What is needed
Return the lines below that contain "latest".

The data
PR #90, opened 2017-11-21
Download nuget.exe v4.4.1

edwardmeng:
In the windows os with Simplified Chinese culture, there will be some strange errors when packaging with nuget.exe 4.1.0.
But packaging with the latest version nuget.exe, the errors disappeared.

### DIFF
--- a/build/common.ps1
+++ b/build/common.ps1
@@ -300,7 +300,7 @@ Function Install-NuGet {
     }
     
     Trace-Log 'Downloading latest prerelease of nuget.exe'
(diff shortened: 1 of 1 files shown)


skofman1:
Thanks for the PR @edwardmeng ! We want our builds to depend on a specific nuget.exe version. This guarantees reproducible builds. Please update the PR to download v4.4.1 explicitly.

joelverhagen:
I moved the base branch to `dev`, which is our practice. Will merge momentarily.

joelverhagen:
Merged to `dev` with 2b1c9e9dc10bd675450d0195b55e2889abce6afe. Thanks @edwardmeng!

Reply to the task
But packaging with the latest version nuget.exe, the errors disappeared.
     Trace-Log 'Downloading latest prerelease of nuget.exe'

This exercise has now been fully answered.